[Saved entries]
PR #755, opened 2023-01-31
DOP-3480: unnest merged ToC children, and add node.options.urls

seungpark:
**Goal:** 
1. when merging ToC nodes, we were previously including the root node of the associated product, which lead to a double nested ToC. **this PR unnests the children of the root node so that the associated product's root node's children are directly injected into the umbrella project's target node** 
2. given an associated product's root ToC can lead to two links (ie. https://www.mongodb.com/docs/atlas/cli/v1.3/ vs https://www.mongodb.com/docs/atlas/cli/stable), we need to be able to change the href of the ToC on the front end. **this PR adds an option to a ToC node. if it has node.options.versions: str[], it also has node.options.urls: {branchName: urlString}**

**Note:** 
Due to lack of clean up, ToC nodes front end ToC node's priorities will have to be updated so that a node's href is determined in order of:
- node.options.urls[currentVersion]
- node.options.url
- node.options.slug

### DIFF
--- a/modules/persistence/src/services/metadata/ToC/index.ts
+++ b/modules/persistence/src/services/metadata/ToC/index.ts
@@ -47,15 +47,24 @@ const mergeNode = (node: ToC, tocs: ToCInsertions, currentProject) => {
   if (!associatedProject) return node;
   const branches = Object.keys(associatedProject);
   node.options.versions = branches;
-  node.children = branches.map((branch) => {
-    const child = needsUrlifiedToC ? associatedProject[branch].urlified : associatedProject[branch].original;
-    const options = {
-      ...child.options,
-      version: branch,
-    };
-    child.options = options;
-    return child;
-  });
+  node.options.urls = node.options.urls || {};
+  for (const branch of branches) {
+    node.options.urls[branch] = associatedProject[branch]['urlified']?.url;
+  }
+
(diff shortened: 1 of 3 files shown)


modules/persistence/src/services/metadata/ToC/index.ts
```diff
@@ -48,15 +48,35 @@ const mergeNode = (node: ToC, tocs: ToCInsertions, currentProject) => {
...
-    };
-    child.options = options;
-    return child;
-  });
+  node.options.urls = node.options.urls || {};
+  for (const branch of branches) {
+    node.options.urls[branch] = associatedProject[branch]['urlified']?.url;
+  }
+
+  if (node.options?.project === currentProject) {
```
seungpark, line 56: @casthewiz this was to flip the injection - merged node for associated project was originally from umbrella, but should be the index slug ("/")

if merged node is for umbrella project (else), we should delete the slug here and resort to the options.urls as first priority on the front end. (with fallbacks to slug / url as already implemented)

seungpark: results from above change:
image

image

casthewiz: Makes a lot of sense. Thanks for explaining and showing the results here!

casthewiz (approved):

== Requirement ==
Tally the lines above that contain the word "tocs", and reply with only the number.

== Finished task ==
2